Write out the data below in full, please. Keep every character as given.

※

PR #308, opened 2019-06-07
TST Test in Xenial environment and include Python 3.8-dev

stephen-hoover:
Python versions >=3.7 require OpenSSL 1.0.2+, which is not available in Trusty (the default environment). Switch to using Xenial (Ubuntu 16.04). Add the Python 3.8 dev branch so that we can make sure we're compatible when it releases.

### DIFF
--- a/.travis.yml
+++ b/.travis.yml
@@ -1,17 +1,12 @@
+dist: xenial
 language: python
 python:
     - "2.7"
     - "3.4"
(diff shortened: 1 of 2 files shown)


stephen-hoover:
Of course wheels aren't available for Python 3.8-dev, and we hit an error compiling numpy from source. It's not worth trying to make it compile.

※

• _Output for this exercise_:
PR #308, opened 2019-06-07
TST Test in Xenial environment and include Python 3.8-dev

stephen-hoover:
Python versions >=3.7 require OpenSSL 1.0.2+, which is not available in Trusty (the default environment). Switch to using Xenial (Ubuntu 16.04). Add the Python 3.8 dev branch so that we can make sure we're compatible when it releases.

### DIFF
--- a/.travis.yml
+++ b/.travis.yml
@@ -1,17 +1,12 @@
+dist: xenial
 language: python
 python:
     - "2.7"
     - "3.4"
(diff shortened: 1 of 2 files shown)


stephen-hoover:
Of course wheels aren't available for Python 3.8-dev, and we hit an error compiling numpy from source. It's not worth trying to make it compile.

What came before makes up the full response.